To separately confirm the affects of TNFα on TREM-1 expression, U937 cells were incubated with an anti-TNFα antibody. Blockade of TNFα activity by the anti-TNFα antibody completely abolished the dexamethasone-dependent suppression of TREM-1 and sTREM-1 (Figures 3D–F).

In order to further understand the significance of TNFα for the suppressive effect of dexamethasone on TREM-1 expression, animal experiments were conducted in mice deficient for TNFα. TNF^−/− mice were pre-treated with either saline (control) or dexamethasone prior to infection with P. aeruginosa. As shown in Figure 4A, pre-treatment with dexamethasone did not offer any significant survival benefit. Expression of TREM-1 on circulating neutrophils was not significantly decreased in the dexamethasone-treated mice compared to the control mice (Figures 4B,C).

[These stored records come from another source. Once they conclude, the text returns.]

Issue #215, opened 2023-01-11
Unify processor interface


phackstock:
We want to implement a modular processor pipeline design for the `process` function. As of right now it takes a single `RegionProcessor` object as an optional input. 
This should change to accept a list of `Processor` objects which can be `RegionProcessor` or `RequiredDataValidator` (for now). 
These `Processor` objects will implement a common interface method called `apply(df: pyam.IamDataFrame)`. In the future, post-processing options such as climate models (MAGICC, FAIR, etc...) which also inherit from `Processor` are planned.

In order to get there a number of changes are required:

* `RegionProcessor.apply(df, dsd)` currently takes a `DataStructureDefinition` argument as input as this is needed for region aggregation while `RequiredDataValidator.apply(df)` only uses a `pyam.IamDataFrame`. This can be mitigated by adding the `DataStructureDefinition` as a class attribute of `RegionProcessor`.
* Once the interfaces of `.apply()` are aligned a common parent class `Processor` can be introduced. 
* The `process` function needs to be adapted to work with a number of `Processor` objects.

PR #216, opened 2023-01-11
Refactor RegionProcessor apply interface

phackstock:
Addresses first point in #215.

As per discussion yesterday this PR is the first step towards allowing `process` to take a list of `Processor` instances. There are more steps required but I opted to go for multiple PRs to keep them on the smaller side. 

### Implemented changes

* `RegionProcessor.apply()` now only takes a `pyam.IamDataFrame` instance as an input as opposed to also needing a `DataStructureDefinition`.
* Instead the `DataStructureDefinition` is now handed to the `RegionProcessor` at creation as part of the `from_directory()` classmethod. I opted to go for fully instantiated `DataStructureDefinition` instead of a path to the definitions directory so that any errors that may occur related to the `DataStructureDefinition` not being valid, occur before the `RegionProcessor` can be instantiated. I.e. I opted for:

```python
dsd = DataStructureDefinition("definitions/") # error occurs here
rp = RegionProcessor("mappings/", dsd)
```
instead of:

```python
# error related to DataStructureDefinition would still occur in RegionProcessor
# which is less straightforward to read
rp = RegionProcessor("mappings/", "definitions/") 
```

* I chose to not include the entire `DataStructureDefinition` in the `RegionProcessor` class but only the required RegionCodeList and VariableCodeList to keep the class to the required minimum of information needed.
* Since the `RegionProcessor` object now contains codelists the `validate_with_definition` method no longer needs a `DataStructureDefinition` as input. Therefore I made it into a proper pydantic validator that is always executed at object creation. 

### Open questions/considerations

* I included a check for the provided `DataStructureDefinition` in `RegionProcessor.from_directory` for the required variable and region codelists. An error is raised if either is missing. Technically, this is a slight deviation from the previous implementation. Previously if no region codelist was given not error was thrown and region validation was simply skipped. I could of course change it back to the old style but I think the case where we have a `RegionProcessor` but no region codelist either does not exist or should be avoided anyway.

* Since `RegionProcessor.validate_with_definition` is now a pydantic validator it is called upon object creation. This means that a faulty model mapping will cause an upload to crash. This will be the case even if the faulty model mapping applies to a different model than is in the upload. This can also be changed back but since we have integration tests in place anyway this case should not occur. I can also revert it back to the old style though.

* Merging this PR into `main` would crash all current project workflows using region processing as the `RegionProcessor` now needs to be instantiated with a `DataStructureDefinition`. This is of course not a problem, I could simply update them all but this PR is part of a set of planned PRs that will change the interface of at least the `process` function as well. So in order to avoid updating all workflows after merging this PR and then doing essentially the same thing again I was wondering if it might be a good idea to create a temporary `dev` branch where I'd merge all PRs that concern the implementation of the new processing pipeline and once it's all done I only have to update all the workflows once.

Looking forward to your input @danielhuppmann.

### DIFF
--- a/nomenclature/testing.py
+++ b/nomenclature/testing.py
@@ -56,11 +56,9 @@ def _check_mappings(
     dsd = DataStructureDefinition(path / definitions, dimensions)
     if mappings is None:
         if (path / "mappings").is_dir():
-            RegionProcessor.from_directory(path / "mappings").validate_with_definition(
-                dsd
-            )
+            RegionProcessor.from_directory(path / "mappings", dsd)
     elif (path / mappings).is_dir():
-        RegionProcessor.from_directory(path / mappings).validate_with_definition(dsd)
+        RegionProcessor.from_directory(path / mappings, dsd)
     else:
         raise FileNotFoundError(f"Mappings directory not found: {path / mappings}")
 
--- a/tests/test_core.py
+++ b/tests/test_core.py
@@ -39,9 +39,9 @@ def test_region_processing_rename(model_name):
 
     obs = process(
         test_df,
-        DataStructureDefinition(TEST_DATA_DIR / "region_processing/dsd"),
+        dsd := DataStructureDefinition(TEST_DATA_DIR / "region_processing/dsd"),
         processor=RegionProcessor.from_directory(
-            TEST_DATA_DIR / "region_processing/rename_only"
+            TEST_DATA_DIR / "region_processing/rename_only", dsd
         ),
     )
 
@@ -67,8 +67,8 @@ def test_region_processing_empty_raises(rp_dir):
     with pytest.raises(ValueError, match=("'model_a', 'model_b'.*empty dataset")):
         process(
             test_df,
-            DataStructureDefinition(TEST_DATA_DIR / "region_processing/dsd"),
-            processor=RegionProcessor.from_directory(TEST_DATA_DIR / rp_dir),
+            dsd := DataStructureDefinition(TEST_DATA_DIR / "region_processing/dsd"),
+            processor=RegionProcessor.from_directory(TEST_DATA_DIR / rp_dir, dsd),
         )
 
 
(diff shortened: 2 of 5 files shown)


tests/test_core.py
```diff
@@ -39,9 +39,9 @@ def test_region_processing_rename(model_name):
 
     obs = process(
         test_df,
-        DataStructureDefinition(TEST_DATA_DIR / "region_processing/dsd"),
+        dsd := DataStructureDefinition(TEST_DATA_DIR / "region_processing/dsd"),
         processor=RegionProcessor.from_directory(
-            TEST_DATA_DIR / "region_processing/rename_only"
+            TEST_DATA_DIR / "region_processing/rename_only", dsd
         ),
     )
```
danielhuppmann, line 46: A more readable approach would be
```python
dsd = DataStructureDefinition(TEST_DATA_DIR / "region_processing/dsd"),
region_processor = RegionProcessor.from_directory(
             TEST_DATA_DIR / "region_processing/rename_only", dsd
)
process(test_df, dsd, region_processor)
```

nomenclature/testing.py
```diff
@@ -56,11 +56,9 @@ def _check_mappings(
     dsd = DataStructureDefinition(path / definitions, dimensions)
     if mappings is None:
```
danielhuppmann, line 57: Maybe streamline to 
```python
mappings = mappings or "mappings"
if (path / mappings).is_dir():
         RegionProcessor.from_directory(path / mappings, dsd)
...
```

danielhuppmann (approved):
A few suggestions inline for easier readability, but looks great overall!

nomenclature/testing.py
phackstock: I just implemented your suggestion and to my surprise it broke a unit test `test_cli_missing_mappings_runs`. 
After a little bit of digging if found the that this slightly changes the logic. 
Previously if no mappings directory was given and none exists no error would be raised. Now it would raise an error as after the first line mappings would be "mappings" even if none was provided.
Even though I like your suggestion in terms of readability I'd keep it as is to preserve the logic.

tests/test_core.py
phackstock: Ah yes thanks, that's much cleaner.

nomenclature/testing.py
danielhuppmann: Ha, thanks, very helpful!

PR #218, opened 2023-01-12
Serialize and read complex attributes

### LINKED ISSUE #217: VariableCode ValidationError when generating variable template
Trying to edit/add to the `engage_internal` variable template, but info that is already there, regarding the `Region_aggregation` and `Weight` is causing an issue e.g. Documented here in https://github.com/iiasa/engage-internal-workflow/pull/62

Removing both of those two columns resolves the issue.

Files included in the PR should recreate the issue. @danielhuppmann had a try already but says is issue in nomenclature for more complex attributes

https://github.com/iiasa/engage-internal-workflow/blob/5e76f80be4e4bef402721080322e450871560c69/definitions/Tutorial_edit_existing_variable_codelist.ipynb

N.B the excel file included in the above PR, already has the edits / additional variables that I would like to include. But they are not what are causing the issue (e.g. the Region agg and weight info for `Price|Carbon` was already there)

### LINKED ISSUE #220: Reading complex attributes from Excel
This issues addresses the first problem mentioned in #217.
Any codelist entry that is more complex than a mapping to a single value, e.g. `region-aggregation` in:

```yaml
- Price|Carbon:
    definition: Price of carbon (as reported by the model)
    unit: US$2010/t CO2
    region-aggregation:
        - Price|Carbon (mean):
            method: mean
```

will be exported to Excel using `CodeList.to_excel` in the following way:

| Variable      |                 Description                | Unit          | Region-aggregation                             |   |   |
|---------------|:------------------------------------------:|---------------|------------------------------------------------|---|:-:|
| Price\|Carbon | Price of carbon (as reported by the model) | US$2010/t CO2 | [{'Price\|Carbon (mean)': {'method': 'mean'}}] |   |   |

when reading it back from the Excel file into a `CodeList` we get an error as the string under _Region-aggregation_ cannot be interpreted as the structure above.

This should be fixable by using json serialization. Any attribute value that is a list or a dict, should be serialized as json during `CodeList.to_pandas`. As it is read it again using a pydantic pre validator on those fields the values can be read again correctly.
FYI @byersiiasa

phackstock:
Closes #220, #219, #217, #222, #223.

## Update in the comments below (original text of the PR kept for the record)

I took a look at reproducing the error pointed out by @byersiiasa. The issue is that in `VariableCode` we have two, potentially three attributes (`region_aggregation`, `components` and potentially `unit`) that are more complex than a single value: 

https://github.com/IAMconsortium/nomenclature/blob/387cb8aa9f3f62d0186251f830d475919f437618/nomenclature/code.py#L126-L139

For now I have added a failing unit test in `test_create_yaml_from_xlsx` to mark the issue. The crux of the problem is that expressing complex data structures is Excel is not really possible without things getting messy. In the example of `region_aggregation` the data structure we would need to somehow encode in Excel is `List[Dict[str, Dict]]`. 
To me the only sensible fix for this would be to explicitly exclude those complex columns from xlsx to yaml conversion. 
Alternatively we could think of allowing users to write yaml or json as a string into an Excel spreadsheet but at that point I think it's easier to just use yaml directly

Thinking about the issue a bit more, this topic is probably not restricted to `create_yaml_from_xlsx` but to the various `CodeList` related I/O functions we have namely `CodeList.to_pandas`, `CodeList.to_csv` and `CodeList.to_excel`. Although I haven't checked explicitly how complex attributes are encoded there it's probably worth taking a look.


phackstock:
This PR implements a number of fixes that are all connected.

### Changes implemented

* When calling `CodeList.to_pandas()` any `Code` attribute that is a list or a dictionary is json serialized before it is written into the pandas DataFrame.
* `VariableCode` now has a validator called `deserialize_json` for the attributes _unit_, _region_aggregation_ and _components_. This validator is called before the attributes are type checked. If the provided value is a string, json-deserialization is attempted. If the value is not a string it is just used normally. This is to allow for values to be provided as the proper python data type or a json string.
* Added a test `test_set_attributes_with_json` to verify this behavior. Importantly it tests that this deserialization plays well with _unit_ which can be a string or a list of strings.
* As testing a "round trip" (read variable code list from yaml, safe to Excel and read again from Excel) as @byersiiasa was trying to do was not really possible without fixing the nan issue (#219) I added `codelist = codelist.replace(np.nan, None)` to `CodeList.read_excel()`. 
When trying to make this work I ran into a pandas bug that was only recently fixed in version 1.5.2 (see the second point in the "Fixed regressions" section https://pandas.pydata.org/docs/whatsnew/v1.5.2.html#fixed-regressions). For this reason I added the pandas version constraint to `setup.cfg`. 
Since I also needed `np.nan` I added numpy as an explicit dependency as well.
* In `CodeList.read_excel()` I restricted the columns that are read from the file in the beginning of the function to `[col]+attrs` as per definition no other columns are needed.
* One change that retracted again was adding file information into `CodeList.read_excel()`. I would think it is useful to have this though as any errors raised when creating a CodeList require the file attribute to be present. If this is not there and there is a (different) error in the CodeList we run into an error while trying to report an error. The reason why I left it out for now is that it broke `test_create_yaml_from_xlsx`. Reason being that `CodeList.to_yaml` includes the file attribute when writing the codelist to a file which breaks the comparison with the reference file. Maybe `to_yaml` should also exclude the _file_ attribute though as `to_excel` and `to_csv` do.

@byersiiasa this should fix your issue.

byersiiasa:
wow - thanks @phackstock that's a huge amount of of digging you have done, much appreciated! Will try to check this today.

phackstock:
Thanks to @byersiiasa we've found another bug in `Codelist.to_yaml`.
Reading a yaml file into a `CodeList` object and dumping it out to yaml again does not work for nested structures.
As an example taking a variable code list with a _region-aggregation_ attributes

```yaml
- Price|Carbon:
    definition: Price of carbon (as reported by the model)
    unit: US$2010/t CO2
    region-aggregation:
        - Price|Carbon (mean):
            method: mean
```

reading it in and writing it out to yaml again:

```python
VariableCodeList.from_directory("variable", "definitions").to_yaml()
```

gives the following:

```yaml
Price|Carbon:
    description: Price of carbon (as reported by the model)
    unit: US$2010/t CO2
    region_aggregation:
    - Price|Carbon (mean):
        method: mean
```

The indentation under region_aggregation is missing which breaks reading the yaml file.

It seems that this is a known issue with pyyaml (https://github.com/yaml/pyyaml/issues/234 and https://stackoverflow.com/questions/25108581/python-yaml-dump-bad-indentation) so it shouldn't be too hard to fix.
For now I've added a breaking unit test that tests the above described behavior.

phackstock:
Fixed another two small issues #222 and #223.

byersiiasa:
Can confirm that for the workflow I tried for engage_internal - this worked ;)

To examine if the dexamethasone mechanism of action is mediated through an affect on gene expression, U937 monocytes were stimulated with heat-killed P. aeruginosa. Treatment of cells with dexamethasone significantly decreased the number of TREM-1 copies (Figure 5) compared to stimulated cells (92.5% mean reduction, p = 0.021).